What you should do: List each line of the data in which the string "append" appears.

Data:
PR #527, opened 2022-12-12
Speedup 05: Retrieve unique detections in family and in `matched_filter`

flixha:
### What does this PR do?
- `core.match_filter.family._uniq`: **1.9x speedup**
  - retrieving the unique list of detections is quicker for many detections with `list(set)` (1.9x speedup for 43000 detections, fastest: 3.1 s), but 1.2x slower for small sets (e.g., 430 detections; 50 ms --> 27 ms).
- `core.match_filter.detect` - **1000x speed up for many calls to `family._uniq`**
  -  using `family._uniq` in a loop over all families is still rather slow with `_uniq`. Checking tuples of `(detection.id, detection.detect_time, detection.detect_val)` with `numpy.unique` and avoiding a loop is 1000x faster.  From 752 s to <1 s for 82000 detections.

Retrieving unique detections for `matched_filter`-run was getting slower than needed when there are a lot of detections.

### PR Checklist
- [ ] All tests still pass.
~- [] Any new or changed features have are fully documented.~

### DIFF
--- a/eqcorrscan/core/match_filter/family.py
+++ b/eqcorrscan/core/match_filter/family.py
@@ -297,7 +297,6 @@ class Family(object):
         """
         return len(self.detections)
 
-
     def _uniq(self):
         """
         Get list of unique detections.
--- a/eqcorrscan/core/match_filter/family.py
+++ b/eqcorrscan/core/match_filter/family.py
@@ -328,8 +328,6 @@ class Family(object):
         """
         _detections = []
         _detections = list(set(self.detections))
-        # [_detections.append(d) for d in self.detections
-        # if not _detections.count(d)]
         self.detections = _detections
         return self
 
--- a/eqcorrscan/core/match_filter/family.py
+++ b/eqcorrscan/core/match_filter/family.py
@@ -326,8 +326,8 @@ class Family(object):
         2
         """
         _detections = []
-        _detections = [_detections.append(d) for d in self.detections
-                       if not _detections.count(d)]
+        [_detections.append(d) for d in self.detections
+         if not _detections.count(d)]
         self.detections = _detections
         return self
 
--- a/eqcorrscan/core/match_filter/family.py
+++ b/eqcorrscan/core/match_filter/family.py
@@ -297,6 +297,7 @@ class Family(object):
         """
         return len(self.detections)
 
+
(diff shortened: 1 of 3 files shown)


eqcorrscan/core/match_filter/family.py
```diff
@@ -326,8 +326,7 @@ def _uniq(self):
         2
         """
         _detections = []
-        [_detections.append(d) for d in self.detections
-         if not _detections.count(d)]
+        _detections = list(set(self.detections))
```
calum-chamberlain, line 329: Making a `set` of detections relies on them being hashable, which they are not (or should not be - they can and do change - I did accidentally make them hashable at one point). Therefore I don't think this method should work. If it isn't returning the following error:
```python
TypeError: unhashable type: 'Detection'
```
then it should!

eqcorrscan/core/match_filter/tribe.py
```diff
@@ -606,7 +606,21 @@ def detect(self, stream, threshold, threshold_type, trig_int, plot=False,
...
+                        for det in family]
+                    # Retrieve the indices for the first occurrence of each
+                    # detection in the family (so only unique detections will
+                    # remain).
+                    uniq_det_tuples, uniq_det_indices = np.unique(
+                        det_tuples, return_index=True, axis=0)
+                    uniq_detections = []
+                    for uniq_det_index in uniq_det_indices:
+                        uniq_detections.append(family[uniq_det_index])
+                    family.detections = uniq_detections
```
calum-chamberlain, line 623: This should be fine (for what we want, which is no multiple detections at the same time for the same template and hence family, this is ideal) - and a lot faster! Nice!

calum-chamberlain (changes requested):
It looks like the changes to `_uniq` shouldn't work, and if they do then we should make sure they don't... Otherwise this is a really useful speedup!

eqcorrscan/core/match_filter/family.py
flixha: Thanks for pointing this out.. indeed I didn't get the error in any of my tests which is surprising considering that these errors came up in all tests on github. I'll revert this change here

calum-chamberlain (approved):
Golden, thanks!

PR #903, opened 2020-01-05
Removed Arch Linux untrusted AUR package

Rowisi:
The `ungoogled-chromium-bin` package should have not been added here from the beginning, its not only an unofficial package but also very suspicious that doesn't download from the official built binaries but from the package owner's link itself.

the package creator made the download link to his own path: `download.opensuse.org/repositories/home:/justkidding:/arch/standard/x86_64/ungoogled-chromium-$pkgver-1-x86_64.pkg.tar.xz` which give him freedom to do anything with it.

`ungoogled-chromium-bin` is now deleted from the AUR but it can be recreated by other users so its better to be deleted from README.

### DIFF
--- a/README.md
+++ b/README.md
@@ -100,7 +100,6 @@ These binaries are known as **contributor binaries**.
 Also, ungoogled-chromium is available in several **software repositories**:
 
 * Arch Linux: [Available in AUR as `ungoogled-chromium`](https://aur.archlinux.org/packages/ungoogled-chromium/)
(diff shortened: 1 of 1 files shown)


jstkdng:
Dude wtfm why would you delete it?
"Official" packages aren't really official as in built by Eloston as he uses debian, all the "Official" binaries can be submitted by anyone. They suffer the same trust issue.
At least my packages from the OBS have all the sources and build logs there. If I ever did anything suspicious anyone could call my out on it.

Rowisi:
> Dude wtf, why would you delete it?

Its already deleted from the AUR, so what's the point of keeping it here anyway?

PR #904, opened 2020-01-08
Update to Chromium 79.0.3945.117

tangalbert919:
Patches were refreshed with the `--sort` flag, which is why there's so many changes.


Eloston:
Hmm, I didn't know of the `--sort` flag. Thanks.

Result:
-        # [_detections.append(d) for d in self.detections
-        _detections = [_detections.append(d) for d in self.detections
+        [_detections.append(d) for d in self.detections
-        [_detections.append(d) for d in self.detections
+                        uniq_detections.append(family[uniq_det_index])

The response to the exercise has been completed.